The commanding officer at the time was General Mark Clark, the general who lead the Inchon landing in the Korean War.

He signed his diploma. The Citadel gave my mother a "PhT" degree - for "Pushing Husband Through" - kinda cool diploma!


----------



## JRS 9572 (May 28, 2018)

@FlowRider My wife deserves a "PhT" degree. My office is in Oak Grove so I know where you're talking about. Live out West of town off 378.

The cabinets I got a deal on. The same company had made those custom for a garage job. The gentleman passed away the night before his install. The company had them in their warehouse and they gave me a great deal since they had become boat anchors to them.

It was the local rep for this company located in Columbia that did the work.

https://www.monkeybarstorage.com/


----------



## FlowRider (Apr 7, 2019)

I store almost all of my stuff on plastic ventilated shelving. It is easy to set up, portable, and keeps stuff where you can see it and grab it.

It does not keep the dust and debris off things, but I still like them.


----------



## Ware (Jan 28, 2017)

FlowRider said:


> C'mon, now, Ware you will just have to share a picture or two with the membership. I know you have some kind of trick setup you can school us on. I have not seen all your threads or videos yet, but you definitely have some seriously good taste in your equipment and tools, so it would be cool if you will share how you do things, if you would...?
> 
> I have to say, I grew up in California in my high school and college days, and there is a word Californians use to describe an object or a thing that is of high quality, or in mint condition - "primo" - that is how I would describe your landscaped areas. It is readily apparent you take care of your yard and house - one can always see pride of ownership...! :nod:
> 
> C'mon man - please take us to school on how you roll...! :thumbup:


I thought I had posted some photos of my FastTrack, but I can't find them. I will try to remember to take some.


----------



## Ware (Jan 28, 2017)

@FlowRider here are a couple candid shots of the mess that is my garage.

In hindsight I probably would have run (2) continuous runs of the Rubbermaid FastTrack (upper and lower) the full length of the walls. I think that would maximize versatility. As I mentioned, I have sort of pieced mine together over time, so I have some gaps.


----------



## FlowRider (Apr 7, 2019)

@Ware

Thanks for posting these pictures. That is a really nice system. I will have to check that out as an upgrade system.

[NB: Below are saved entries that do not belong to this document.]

PR #2335, opened 2022-06-27
fix: Test mock extension, fields and initializers should use module namespace

### LINKED ISSUE #2332: Test Mocks don't compile for `.embeddedInTarget` modules
Using a schema module type of `.embeddedInTarget` results in test mock objects not being generated with the correct namespace.

calvincestari:
Fixed #2332 

Test mock field types and convenience initializers were not being generated with the schema module namespace when required.

### DIFF
--- a/Sources/ApolloCodegenLib/Templates/RenderingHelpers/GraphQLType+Rendered.swift
+++ b/Sources/ApolloCodegenLib/Templates/RenderingHelpers/GraphQLType+Rendered.swift
@@ -1,7 +1,10 @@
 extension GraphQLType {
 
   enum RenderContext {
+    /// Renders the type for use in an operation selection set.
     case selectionSetField(forceNonNull: Bool = false)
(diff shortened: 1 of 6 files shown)


Sources/ApolloCodegenLib/Templates/RenderingHelpers/GraphQLType+Rendered.swift
```diff
@@ -1,7 +1,10 @@
 extension GraphQLType {
 
   enum RenderContext {
+    /// Renders the type for use in an operation selection set.
     case selectionSetField(forceNonNull: Bool = false)
+    /// Renders the type for use in a test mock object.
+    case testMockField(forceNonNull: Bool = false)
```
AnthonyMDev, line 7: Yay for `RenderContext`!

AnthonyMDev (approved):
Thanks so much for solving this! Tests look on point!

PR #2336, opened 2022-06-27
1.0/introspection json output

### LINKED ISSUE #2159: Add configuration option to schema downloading for introspection output as json
This was raised in https://github.com/apollographql/apollo-ios/issues/2155 - need a decision on whether to add the config option.

AnthonyMDev:
Closes #2159

This doesn't have any tests, because the Schema Downloader tests seem to be all in the integration tests which are not currently running. Those tests are pretty bare bones and need to be improved in the future as well, but this should work as intended.


calvincestari (approved):
We'll convert these tests to unit tests at some point, they'll be more valuable like that.

PR #2519, opened 2022-09-27
Updated CodegenCLI defaults

### LINKED ISSUE #2518: ApolloCodegenConfiguration defaults changes
After building out some of the documentation @AnthonyMDev noted that we were directing users to change settings after initialization when it could be done along with initialization.

1. Change the codegen CLI to require a command line option for schema name
2. If the JSON file is being initialized to support CocoaPods then the default schema module type should be `.other`.

calvincestari:
Closes #2518 

In this PR:
1. Changes the codegen CLI `init` command to require the user to supply a schema name
2. If the JSON file is being initialized to support CocoaPods then the default schema module type is `.other`


AnthonyMDev (approved):
Thanks for getting this done so quickly!

PR #2529, opened 2022-09-29
Default the `RequestChain` to run on background thread

engali94:
RequestChain causing performance regression because it is called on the main thread


calvincestari:
I'm closing this PR due to inactivity. If the rest of the solution is added at any point we're happy to reconsider it - thank you.

PR #2533, opened 2022-09-30
feat: Removes Carthage

calvincestari:
Removes all mention of the Carthage dependency manager from source code, process and documentation.


AnthonyMDev:
Love this so much

PR #2544, opened 2022-10-03
fix: Support multiline deprecation messages

TizianoCoroneo:
Hello everyone, 

I was trying out the new version of the library in our codebase, and I found a small issue: our schema defines a deprecation warning that spans multiple lines. 
This causes the current version of the codegen to output stuff like this: 
```swift
@available(*, deprecated, message: "Very long deprecation message that 
                         spans multiple lines but 
                         without a triple quote, resulting in a \"Unterminated literal\" error.")
```

This PR adds a test case that reproduces the error, and a new string interpolation method on `TemplateString` that makes it easier to add deprecation warnings wherever they're needed.

The new result looks like this: 
```swift
@available(*, deprecated, message: """
    Very long deprecation message that 
    spans multiple lines but 
    without a triple quote, resulting in a \"Unterminated literal\" error.
    """)
```


AnthonyMDev:
Thanks for this @TizianoCoroneo. I think I'm going to do just a little bit of clean-up to use some of the infra we already have in place better, but this looks great. I'll get it in ASAP.

PR #2556, opened 2022-10-08
Apply escaping to input object parameter names

puls:
I'm not sure if this is sufficient, but I have some input objects with fields named `in` and this change allows my generated code to compile.


AnthonyMDev:
Thanks for this! I'm going to write some unit tests for this before merging in. Be on the lookout for version 1.0.1 very soon with the fix!

AnthonyMDev:
Closing in favor of #2561! Thanks so much for this fix!

PR #2561, opened 2022-10-11
Fix escaping input params

AnthonyMDev:
@puls Thanks for the initial fix. This just adds tests and escapes the reserved names in the getters and setters as well.

### DIFF
--- a/Sources/ApolloCodegenLib/Templates/RenderingHelpers/String+SwiftNameEscaping.swift
+++ b/Sources/ApolloCodegenLib/Templates/RenderingHelpers/String+SwiftNameEscaping.swift
@@ -130,7 +130,7 @@ enum SwiftKeywords {
     "try",
   ]
 
-  fileprivate static let InputParameterNamesToEscape: Set<String> = FieldAccessorNamesToEscape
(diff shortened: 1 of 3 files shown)


Sources/ApolloCodegenLib/Templates/RenderingHelpers/String+SwiftNameEscaping.swift
```diff
@@ -130,7 +130,7 @@ enum SwiftKeywords {
     "try",
   ]
 
-  fileprivate static let InputParameterNamesToEscape: Set<String> = FieldAccessorNamesToEscape
+  static let InputParameterNamesToEscape: Set<String> = FieldAccessorNamesToEscape
```
calvincestari, line 133: Does the access level on this need to change? It doesn't appear to be used anywhere new in this PR.

calvincestari (approved):
Looks good, just one question. Thanks for the contribution @puls and the additional tests @AnthonyMDev

Sources/ApolloCodegenLib/Templates/RenderingHelpers/String+SwiftNameEscaping.swift
AnthonyMDev: Fixed

PR #2585, opened 2022-10-14
Fix document type namespace

### LINKED ISSUE #2581: Add Namespace for ApolloAPI types in Generated Code
## Feature request

There is a high probability of naming clashes in client app codebase and Apollo types. Name-spacing or prefixing would solve this issue.

## Motivation

There is an actual problem that I'm facing.
I wanted to have `DocumentType` as enum in my app, however all generated operation files contain the following line:
`public static let document: DocumentType = .notPersisted( ...` that causes a build error.

## Proposed solution

There are a few solutions that I can think of:
1. Specifying the module in this specific case: `public static let document: Apollo.DocumentType = .notPersisted( ...`. This one is more of a quick fix, but it would solve this particular problem.
2. Using a namespace to prevent other potential clashes.

## Outstanding Questions

Perhaps there's another way of getting around this issue. If I'm missing something I'd appreciate further instructions 🙂

AnthonyMDev:
Closes #2581

### DIFF
--- a/Sources/ApolloCodegenLib/ApolloCodegenConfiguration.swift
+++ b/Sources/ApolloCodegenLib/ApolloCodegenConfiguration.swift
@@ -649,6 +649,10 @@ public struct ApolloCodegenConfiguration: Codable, Equatable {
     public static let schemaDownloadConfiguration: ApolloSchemaDownloadConfiguration? = nil
   }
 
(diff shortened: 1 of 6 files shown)


calvincestari (approved):
👍🏻

Issue #2546, opened 2022-10-04
Problem with `schemaName`


pchmelar:
## Bug report
- Thanks for the 1.0.0 release! ❤️  I just integrated it into our testing project, and I have one particular problem with `schemaName`

## Steps to reproduce
- I'm using [`ModuleType.embeddedInTarget`](https://www.apollographql.com/docs/ios/code-generation/codegen-configuration#embedded-in-target) and [`TestMockFileOutput.absolute`](https://www.apollographql.com/docs/ios/code-generation/codegen-configuration#absolute-test-mocks-output) options.
- When `schemaName` is in lowercase (`"schemaName": "rocket"` for example), the `rocket.graphql.swift` with the `Rocket` caseless namespace enum is created. However, the generated Mocks are not working, because there is `rocket` instead of `Rocket`.
- When I change the `schemaName` to start with the capitalized letter (`"schemaName": "Rocket"` for example), the file with caseless namespace enum isn't created at all. 😔 

![New Project](https://user-images.githubusercontent.com/3842139/193872790-99b2f263-9433-4552-8506-1d7367367d3f.png)
<img width="1049" alt="Screenshot 2022-10-04 at 14 21 02" src="https://user-images.githubusercontent.com/3842139/193872686-8625e0e3-fdae-4098-9ac3-556b7ff9192b.png">

## Versions
- `apollo-ios` SDK version: 1.0.0
- Xcode version: 14.0
- Swift version: 5.7
- Package manager: SPM

AnthonyMDev:
Thanks for alerting us to this one. Supports a lowercase named schema here should be an easy fix, we'll get a PR up for that ASAP and release it as part of the first patch version. (We're at GraphQL summit this week, so that will probably be on Monday when we're back!)

> When I change the schemaName to start with the capitalized letter ("schemaName": "Rocket" for example), the file with caseless namespace enum isn't created at all. 😔

This definitely shouldn't be happening. I'm not sure why it would not create the enum. I'll see if we can reproduce that...

calvincestari:
@SilverTab are you able to share with me a project (schema + operations + config) that demonstrates the second issue - missing file? I can replicate the first issue of test mocks using the incorrectly cased type but not the second missing file bug.

AnthonyMDev:
@calvincestari so this wasn't due to having a type named `Rocket` then?

SilverTab:
[...]

PR #2586, opened 2022-10-14
fix: Uses correct casing for schema name in generated namespace

calvincestari:
PR 1 of 3 for #2546 

This PR:
* Correctly cases `schemaName` when used in namespacing
* Refactored logic to use the config schema name and not the IR schema name
* Removes schema name from function declarations when config is already present


AnthonyMDev (approved):

AnthonyMDev:
Thanks so much for this! Approved!

AnthonyMDev:
And nice job cleaning up the unneeded `moduleName` parameters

So, your yard is "primo" - my crazy California buddies would say your garage setup is "sano" - as in sanitary or "clean"!

Which is a good thing, in California slang. It means your sano setup looks trick and tidy, rather than sloppy or junky....


----------



## iowa jim (Jan 22, 2018)

I think it looks groovy. Sorry i had a flash back to the seventies. nice system


----------